• Exercise instructions: The answer must consist of every line in the records below that contains the string "util".

-- Opening Marker --

PR #977, opened 2021-04-27
Prevent astropy warnings in tests

### LINKED ISSUE #966: Resolve astropy 4.2.1 FITS header warning
A handful of tests in the warnings-as-exceptions job began failing with the release of astropy 4.2.1:

```
E                       astropy.io.fits.verify.VerifyWarning: Error validating header for HDU #0 (note: Astropy uses zero-based indexing).
E                           Header size is not multiple of 2880: 1246
E                       There may be extra bytes after the last HDU or the file is corrupted.
```

It looks like some of the test data we have checked into the repo needs to be regenerated

eslavich:
astropy 4.2.1 started emitting an additional warning when opening bad files.  This PR marks tests that open known bad files to ignore that warning.

Resolves #966

### DIFF
--- a/CHANGES.rst
+++ b/CHANGES.rst
@@ -65,6 +65,8 @@
 
 - Add support for HTTPS URLs and following redirects. [#971]
 
+- Prevent astropy warnings in tests when opening known bad files. [#977]
+
 2.7.3 (2021-02-25)
 ------------------
 
--- a/asdf/commands/tests/test_diff.py
+++ b/asdf/commands/tests/test_diff.py
@@ -55,6 +55,7 @@ def test_diff_simple_inline_array():
     _assert_diffs_equal(filenames, result_file, minimal=False)
 
 
+@pytest.mark.filterwarnings('ignore::astropy.io.fits.verify.VerifyWarning')
 def test_file_not_found():
     # Try to open files that exist but are not valid asdf
     filenames = ['frames.diff', 'blocks.diff']
--- a/asdf/tags/core/tests/test_history.py
+++ b/asdf/tags/core/tests/test_history.py
@@ -207,6 +207,7 @@ history:
             pass
 
     # Make sure to test for incompatibility with ignore_missing_extensions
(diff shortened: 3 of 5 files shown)


jdavies-st:
Do we know why these are bad files?  Almost every test file that the `asdf` library has written now gets these warnings.  There are dozens in the `jwst` repo as well. 🤔

eslavich:
> Do we know why these are bad files?

In asdf at least they're intentionally bad, for example:

```python
def test_no_asdf_header(tmpdir):
    content = b"What? This ain't no ASDF file"
```

That content isn't recognized as ASDF, so it gets passed to `astropy.io.fits`, which emits the warning.  Do you have examples in `jwst` of files that should be valid ASDF or FITS but still result in a warning?

jdavies-st:
Yeah, a ton of them.  Start here and scroll up.

https://github.com/spacetelescope/jwst/runs/2422915561?check_suite_focus=true#step:10:845

That said, you bring up a good point.  Some are likely bad files, but I've looked at a few, and they are not even writing out files, which makes me think `AsdfInFits` is generating bad files?  Not sure.  Would be good to understand whether it's a bug in `astropy.io.fits` or a bug in `asdf.AsdfInFits` instead of sweeping it under the rug.

eslavich:
This commit seems responsible:

https://github.com/astropy/astropy/commit/070cd942a6ae9e18513c21c19efe0eb91a969972#diff-6ebde8ab98c018da8dd092e05ef30d9607dc9f998bfed0df91a6b67c671ca651

The warning is emitted from within that `_check_padding` function.  Previously they were raising "Header missing END card." for invalid files before `_check_padding`.  Now the order is reversed so the warnings are appearing before the exception is raised.

jdavies-st (approved):
This looks good.

jdavies-st:
And let's discuss any issues with `jwst` elsewhere, preferably in a `jwst` issue.

PR #978, opened 2021-04-28
Improve file type detection for streaming input

### LINKED ISSUE #973: Improve file type detection for URLs and InputStream objects
The `asdf.asdf.is_asdf_file` method reads the first few bytes of content for most input, but for URLs it relies on the filename suffix in the URL string.  This mean that FITS files at obfuscated URLs (or otherwise missing a recognizable suffix) fail to open with `asdf.open`.  Ideally we would pass the open stream to `is_asdf_file` and peek the first few bytes without consuming them.

Similarly, `InputStream` objects are always assumed to be ASDF.

### LINKED ISSUE #975: passed pure-read-only file wrapper makes parse_header fail
Hi there,
eventually I'm doing something completely stupid here, but please have a look at this test snippet:

```python
def test_readonly_file(tmpdir):
    fn = os.path.join(str(tmpdir), 'test.asdf')
    a = asdf.AsdfFile()
    a.tree["test"] = True
    a.write_to(fn)

    class FileWrapper:
        def __init__(self):
            self.fd_read_only = open(fn, 'rb')

        def read(self, n):
            return self.fd_read_only.read(n)

    wrapper = FileWrapper()
    assert isinstance(generic_io.get_file(wrapper, 'r'), generic_io.InputStream)

    asdf.open(wrapper, mode='r')
```
produces the output:
``` python
tests/test_generic_io.py:467: 
_ _ _ _ _ _ _ _ _ _ _ _ _ _ _ _ _ _ _ _ _ _ _ _ _ _ _ _ _ _ _ _ _ _ _ _ _ _ _ _ 
asdf.py:1733: in open_asdf
    return AsdfFile._open_impl(instance,
asdf.py:948: in _open_impl
    return cls._open_asdf(self, fd, uri=uri, mode=mode,
asdf.py:842: in _open_asdf
    self._file_format_version = cls._parse_header_line(header_line)
_ _ _ _ _ _ _ _ _ _ _ _ _ _ _ _ _ _ _ _ _ _ _ _ _ _ _ _ _ _ _ _ _ _ _ _ _ _ _ _ 

cls = <class 'asdf.asdf.AsdfFile'>, line = b' 1.0.0\n'

    @classmethod
    def _parse_header_line(cls, line):
        """
        Parses the header line in a ASDF file to obtain the ASDF version.
        """
        parts = line.split()
        if len(parts) != 2 or parts[0] != constants.ASDF_MAGIC:
>           raise ValueError("Does not appear to be a ASDF file.")
E           ValueError: Does not appear to be a ASDF file.

asdf.py:755: ValueError

```

This is happens for current master. The generic_io.InputStream wrapper is intended for pure read-only operations as far as I understood. So it should be possible to read the asdf file created within the test case, right?

eslavich:
This PR updates the code inside of `asdf.open` that detects the input file type.  It resolves some bugs in reading from URLs and non-seekable open files, but also introduces other changes that I should call out:

- It is no longer possible to call `asdf.open` on an `HDUList` instance; instead `asdf.fits_embed.AsdfInFits.open` must be called directly.  This is technically a breaking change but not a feature that is currently used by jwst, and I'm not aware of other users of AsdfInFits.

- It is no longer possible to call `asdf.open` with gzipped or zipped FITS input.  Instead `asdf.fits_embed.AsdfInFits.open` must be called directly.

- When `asdf.open` is called with FITS input, we're now passing an instance of `asdf.generic_io.GenericFile` to `astropy.io.fits.open`.  That shouldn't be a problem since GenericFile has all the standard file-like methods, but it is a difference.

Resolves #975
Resolves #973


asdf/asdf.py
```diff
@@ -797,7 +797,7 @@ def _find_asdf_version_in_comments(cls, comments):
         return None
 
     @classmethod
-    def _open_asdf(cls, self, fd, uri=None, mode='r',
```
kmacdonald-stsci, line 800: Can `uri` be removed as a parameter?  It's used at the call at https://github.com/asdf-format/asdf/blob/7e63794cd4a8e6b73e33f336dd421edc8b53c8e6/asdf/asdf.py#L950

kmacdonald-stsci (approved):

asdf/asdf.py
eslavich: Oops, thanks!  I guess it works due to the `**kwargs`.  I'll remove it from the call and make sure there aren't any other cases.

asdf/tests/test_fits_embed.py
```diff
@@ -26,7 +26,7 @@
 )
 
 
-TEST_DTYPES = ['<f8', '<f8', '<u4', '>u4', '<i4', '>i4']
+TEST_DTYPES = ['<f8', '>f8', '<u4', '>u4', '<i4', '>i4']
```
jdavies-st, line 29: Good catch!

asdf/tests/test_fits_embed.py
```diff
@@ -275,33 +275,6 @@ def test_asdf_in_fits_open(tmpdir, dtype):
...
-    asdf_in_fits.write_to(tmpfile)
-
-    # Test opening the file directly from the URI
-    with asdf_open(tmpfile) as ff:
-        compare_asdfs(asdf_in_fits, ff)
-
-    # Test open/close without context handler
-    ff = asdf_open(tmpfile)
-    compare_asdfs(asdf_in_fits, ff)
-    ff.close()
```
jdavies-st, line 293: Shouldn't these still be tested, as they are still supported?

We're only getting rid of reading `fits.gz`, open `HDUList` objects, right?  Also what about passing an open file handle of the FITS file?  That is not mentioned above as something that is being removed.  Is it?

asdf/asdf.py
```diff
@@ -1757,11 +1764,18 @@ def is_asdf_file(fd):
...
+
     Parameters
     ----------
     fd : str, `~asdf.generic_io.GenericFile`
 
     """
+    warnings.warn(
+        "The asdf.asdf.is_asdf_file method is deprecated.  Use asdf.util.get_file_type instead.",
+        AsdfDeprecationWarning,
+    )
```
jdavies-st, line 1777: The `is_asdf_file()` method is only used internally, right?  Or is it used elsewhere?

jdavies-st (approved):
Looks good.  I like the `Enum` subclass for file type.  Very slick.

Just a couple questions below.

asdf/asdf.py
eslavich: I'm not sure.  It's tested as though it were part of the public API, but it's hard to tell since historically we haven't been careful about clearly marking public vs internal.  GitHub search only returns hits for the asdf repo for the string "is_asdf_file".

eslavich: I'll remove it...

PR #987, opened 2021-05-03
Use all the Draft 4 components in schema validator

### LINKED ISSUE #976: Local references in metaschemas do not resolve correctly
When `asdf.schema.check_schema` is called on a schema with a custom metaschema with local references (`$ref: "#"` or the like), the references get resolved to https://json-schema.org/draft-04/schema intead of the custom metaschema.

eslavich:
This fixes a bug causing relative references in metaschemas to be resolved incorrectly (for example, the reference `#/definitions/schemaArray` was being resolved to `http://json-schema.org/draft-04/schema#/definitions/schemaArray` instead of the the host document).  The problem turned out to be that we have been using some Draft 7 components when building up our schema validator.

Resolves #976

### DIFF
--- a/asdf/schema.py
+++ b/asdf/schema.py
@@ -744,7 +744,11 @@ def check_schema(schema, validate_default=True):
 
     resolver = _make_resolver(extension.get_default_resolver())
 
-    cls = mvalidators.create(meta_schema=meta_schema,
-                             validators=validators)
+    cls = mvalidators.create(
+        meta_schema=meta_schema,
+        validators=validators,
+        type_checker=mvalidators.Draft4Validator.TYPE_CHECKER,
+        id_of=mvalidators.Draft4Validator.ID_OF,
+    )
     validator = cls(meta_schema, resolver=resolver)
     validator.validate(schema, _schema=meta_schema)
--- a/CHANGES.rst
+++ b/CHANGES.rst
@@ -63,7 +63,10 @@
   filenames without recognizable extensions.  Remove the ``asdf.asdf.is_asdf_file``
   function. [#978]
 
-- Fix bug in ``asdf.schema.check_schema`` that caused relative references in
+2.7.5 (unreleased)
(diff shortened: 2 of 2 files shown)


eslavich:
Resolves #976

asdf/schema.py
```diff
@@ -744,7 +744,11 @@ def _validate_default(validator, default, instance, schema):
...
     resolver = _make_resolver(extension.get_default_resolver())
 
-    cls = mvalidators.create(meta_schema=meta_schema,
-                             validators=validators)
+    cls = mvalidators.create(
+        meta_schema=meta_schema,
+        validators=validators,
+        type_checker=mvalidators.Draft4Validator.TYPE_CHECKER,
+        id_of=mvalidators.Draft4Validator.ID_OF,
+    )
```
jdavies-st, line 752: Are these supposed to be different from the `type_checker` here

https://github.com/asdf-format/asdf/blob/4899ac53720ddced2f5f494dd52b5c3d609f6fe5/asdf/schema.py#L265-L269

and the `id_of` here (same thing)

https://github.com/asdf-format/asdf/blob/4899ac53720ddced2f5f494dd52b5c3d609f6fe5/asdf/schema.py#L270-L276

?

jdavies-st: And if not, a comment on why they are being redefined there but not here might be in order.  It's not clear to me.  I.e. a docstring in `_create_validator()` would help.

eslavich: This is a validator for checking a schema against its metaschema, which is a different beast from the validator that checks an ASDF file against a schema.  It isn't possible for `tuple`, `np.str_`, etc to appear in a schema and we also don't need to handle YAML tags.

jdavies-st: Ah, cool.  I understand now.  Thanks!

jdavies-st (approved):

PR #988, opened 2021-05-04
Update asdftool tags and asdftool extensions for new extension API

### LINKED ISSUE #959: asdftool does not yet account for the new extension API
The `asdftool extensions` and `asdftool tags` subcommands list support available to the library via plugins.  These do not yet include extensions and tag support provided by new extension API.

eslavich:
Long term we may want to drop these, the Python API has plenty of options for getting at this information.

Resolves #959

### DIFF
--- a/CHANGES.rst
+++ b/CHANGES.rst
@@ -63,6 +63,9 @@
   filenames without recognizable extensions.  Remove the ``asdf.asdf.is_asdf_file``
   function. [#978]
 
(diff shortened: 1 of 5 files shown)


jdavies-st (approved):
Looks good.

These tools are actually pretty useful, though if standard built-in python command line tools make this simple as well, then we should deprecate this, or implement them using those built-in tools.

PR #994, opened 2021-05-10
Update downstream workflow to install jwst with --editable

eslavich:
This fixes the jwst job by installing with --editable, and also cleans up the workflow so that the asdf ref doesn't have to be specified twice.

Here's a test run of this version of the workflow: https://github.com/asdf-format/asdf/actions/runs/829268692

### DIFF
--- a/.github/workflows/downstream.yml
+++ b/.github/workflows/downstream.yml
@@ -3,10 +3,6 @@ name: Downstream
 on:
   workflow_dispatch:
     inputs:
-      asdf_ref:
-        description: asdf ref
-        required: true
-        default: master
       astropy_ref:
         description: astropy ref
         required: true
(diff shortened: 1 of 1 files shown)


jdavies-st (commented):
Is there a reason we are checking out the downstream packages at all for this workflow?  Can't we just install them straight from Github via:

```
pip install "jwst[test] @ git+https://github.com/spactelescope/jwst"
```

I.e. shouldn't they all work in the same way as the downstream `astropy` one does?

There should not be a need for an editable install of `jwst` in order for `pytest --pyargs jwst` to work.  The tests should run if installed in site-packages.

eslavich:
This change was prompted by the fact that jwst tests failed in our downstream job last night:

https://github.com/asdf-format/asdf/runs/2542775069?check_suite_focus=true

I think I see what happened -- the package was installed into site-packages using `pip install .[test]`, but the tests were run from the jwst repo, so the installed package was ignored.

> I.e. shouldn't they all work in the same way as the downstream astropy one does?

No, we need the repository to test ASDF schemas and also for cases where the tests aren't included in the package.

jdavies-st:
If we're doing `--pyargs` builds in downstream packages, we should

1) not clone them, but instead just `pip install` from the repo URL

or if the repo is needed for some reason,

2a) run the tests without `--pyargs`

or

2b) run the tests with `--pyargs`, but make sure to `cd` to some neutral territory so that the installed version is not confused with the local checkout.

eslavich:
I'll give that a try, maybe that'll let me eliminate the special astropy job too...

eslavich:
Nice that seems to have worked: https://github.com/asdf-format/asdf/actions/runs/832918130

jdavies-st (approved):
🚀

PR #1220, opened 2022-10-26
Switch to using ruff

WilliamJamieson:
Switches from using `autoflake` and `Flake8` to using the must faster `ruff` linter. Which combined with `black` will perform all the same functions as `autoflake` and `Flake8`


zacharyburnett (approved):
LGTM! Glad to see that ruff has `--fix` as well

PR #1221, opened 2022-10-27
close files opened during a failed call to asdf.open

### LINKED ISSUE #1006: asdf.open leaves behind an open file if it can't sort out how to open it
The following test illustrates:

```python
# test_open_fail.py

from pathlib import Path

import asdf
import pytest


def test_asdf(tmp_path):
    path = tmp_path / "empty.asdf"
    Path(path).touch()

    with asdf.open(path) as af:
        pass
```

When run with `pytest test_open_fail.py --open-files`, the test fails as expected with

```
E           ValueError: Input object does not appear to be an ASDF file or a FITS with ASDF extension
```

But also produces a teardown error, since it leaves the file open:

```
E           AssertionError: File(s) not closed:
E             /private/var/folders/jg/by5st33j7ps356dgb4kn8w900001n5/T/pytest-of-jdavies/pytest-157/test_asdf0/empty.asdf
```

braingram:
Fixes #1006 and allows removal of most of the ignore:unclosed file warning filters in tests.

~~[Opening __stdout__ with get_file](https://github.com/braingram/asdf/blob/bug/unclosed_file/asdf/tests/test_generic_io.py#L366) leaves an open file but this is intended behavior documented in get_file.~~ (see discussion below)


asdf/asdf.py
```diff
@@ -908,51 +909,57 @@ def _open_impl(
...
         generic_file = generic_io.get_file(fd, mode=mode, uri=uri)
-        file_type = util.get_file_type(generic_file)
-
-        if file_type == util.FileType.FITS:
-            try:
-                # TODO: this feels a bit circular, try to clean up. Also
-                # this introduces another dependency on astropy which may
-                # not be desireable.
-                from . import fits_embed
+        try:
```
WilliamJamieson, line 914: I am not a big fan of putting yet another try/except in this method. I find it difficult to follow the logic of why we are catching errors raised within the function itself.

I suggest refactoring slightly, where we split part of your version of `_open_mpl` into a new method,say `_open_base` (think of a better name if you can).

I would keep `_open_mpl` with the same interface, but use it as a wrapper with your try/except around `_open_base` i.e:
```python
close_on_fail = isinstance(fd, (str, pathlib.Path))
generic_file = generic_io.get_file(fd, mode=mode, uri=uri)

try:
    return cls._open_base(..., generic_file,....)
except Exception as e:
    if close_on_fail:
        generic_file.close()
    raise e
```
Then `_open_base` would essentially be the "original" `_open_mpl`, these parts: https://github.com/asdf-format/asdf/blob/2b4afb65e932a3fcd39056efa221857ee798ae96/asdf/asdf.py#L914-L955  But with interface modified so that it accepts `generic_file` directly rather than calling `get_file` on something.

Doing this will make it much more clear that we are specifically trying to close the file after an error is raised during a file open. This can be documented in the document strings for the two functions.

asdf/tests/test_asdf.py
```diff
@@ -166,7 +166,6 @@ def test_asdf_file_version_requirement():
             af = AsdfFile(version="1.4.0", extensions=[extension_with_requirement])
 
 
-@pytest.mark.filterwarnings("ignore:unclosed file .*")
```
WilliamJamieson, line 169: Since this is fixing issue #1006 and it has a nice reproducer, I think it would also be a good idea to specifically create a regression test based on that reproducer, which documents that it is a regression test for fixing #1006.

Technically, this isn't necessary because some of the tests you are fixing the filters on do basically test for this, but those are side effects of the main purposes of those tests. Hence, we should specifically test for this behavior.

WilliamJamieson (changes requested):
Overall I like these changes. I have some suggestions to improve these changes below.

I am also curious if `AsdfInFits` suffers from the same issue? Namely, if we force an exception during steps of opening directly with it that the file is actually closed? I think this is the case but if it isn't maybe a similar fix will work here.

WilliamJamieson:
> [Opening **stdout** with get_file])([braingram/asdf@`bug`/unclosed_file/asdf/tests/test_generic_io.py#L366](https://github.com/braingram/asdf/blob/bug/unclosed_file/asdf/tests/test_generic_io.py?rgh-link-date=2022-10-27T20%3A55%3A53Z#L366)) leaves an open file but this is intended behavior documented in get_file.

Could we just call `.close()` on the file in the this test to eliminate the warning suppression? I should probably have tried that when writing the test in #1218; however, it just occurred to me now.

asdf/asdf.py
WilliamJamieson: Note that in general, I find tracing the logic of opening the asdf file through each of the open functions involved within `asdf.py` quite tedious. I'd like to see those functions refactored into more, but smaller logical units.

-- Closing Marker --

• Response area:
+        "The asdf.asdf.is_asdf_file method is deprecated.  Use asdf.util.get_file_type instead.",
-        file_type = util.get_file_type(generic_file)
-        if file_type == util.FileType.FITS:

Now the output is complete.